WHAT THE EXERCISE ASKS -
Below are the records. Transcribe them exactly.

Collected data entries -
Start of Block

PR #296, opened 2020-03-12
Add 'Item SKU' optional field to the Add Item form and create Edit Item page

erdemyerebasmaz:
This PR addresses [POS-47](https://breeztech.atlassian.net/browse/POS-47).

- Item SKU optional field is added to Add Item form.
- "Create Item" is renamed to "Add Item" across the app
- Added Edit Item option to Slidable


lib/routes/charge/items/add_item_page.dart
```diff
@@ -263,6 +275,7 @@ class CreateItemPageState extends State<CreateItemPage> {
                   name: _nameController.text.trimRight(),
                   currency: _currencySymbol(),
                   price: double.parse(_formattedPrice()),
+                  sku: _skuController.text,
```
roeierez: Shouldn't it be null in case empty?

lib/routes/charge/items/edit_item_page.dart
```diff
@@ -0,0 +1,316 @@
...
+import 'package:breez/bloc/pos_catalog/model.dart';
+import 'package:breez/bloc/user_profile/currency.dart';
+import 'package:breez/theme_data.dart' as theme;
+import 'package:breez/widgets/back_button.dart' as backBtn;
+import 'package:breez/widgets/flushbar.dart';
+import 'package:breez/widgets/single_button_bottom_bar.dart';
+import 'package:flutter/material.dart';
+import 'package:flutter/services.dart';
+
+class EditItemPage extends StatefulWidget {
```
roeierez: What are the differences between AddItemPage and EditItemPage ?
It seems that by passing a model to the the AddItemPage you can differentiate the case and support edit with the same codebase.
Thoughts?

lib/routes/charge/items/add_item_page.dart
erdemyerebasmaz:
```suggestion
               sku:  _skuController.text.isNotEmpty ? _skuController.text : null,
```
What are the differences between
`sku: null `versus `sku: ""` ?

End of Block

PROBLEM SOLUTION -
PR #296, opened 2020-03-12
Add 'Item SKU' optional field to the Add Item form and create Edit Item page

erdemyerebasmaz:
This PR addresses [POS-47](https://breeztech.atlassian.net/browse/POS-47).

- Item SKU optional field is added to Add Item form.
- "Create Item" is renamed to "Add Item" across the app
- Added Edit Item option to Slidable


lib/routes/charge/items/add_item_page.dart
```diff
@@ -263,6 +275,7 @@ class CreateItemPageState extends State<CreateItemPage> {
                   name: _nameController.text.trimRight(),
                   currency: _currencySymbol(),
                   price: double.parse(_formattedPrice()),
+                  sku: _skuController.text,
```
roeierez: Shouldn't it be null in case empty?

lib/routes/charge/items/edit_item_page.dart
```diff
@@ -0,0 +1,316 @@
...
+import 'package:breez/bloc/pos_catalog/model.dart';
+import 'package:breez/bloc/user_profile/currency.dart';
+import 'package:breez/theme_data.dart' as theme;
+import 'package:breez/widgets/back_button.dart' as backBtn;
+import 'package:breez/widgets/flushbar.dart';
+import 'package:breez/widgets/single_button_bottom_bar.dart';
+import 'package:flutter/material.dart';
+import 'package:flutter/services.dart';
+
+class EditItemPage extends StatefulWidget {
```
roeierez: What are the differences between AddItemPage and EditItemPage ?
It seems that by passing a model to the the AddItemPage you can differentiate the case and support edit with the same codebase.
Thoughts?

lib/routes/charge/items/add_item_page.dart
erdemyerebasmaz:
```suggestion
               sku:  _skuController.text.isNotEmpty ? _skuController.text : null,
```
What are the differences between
`sku: null `versus `sku: ""` ?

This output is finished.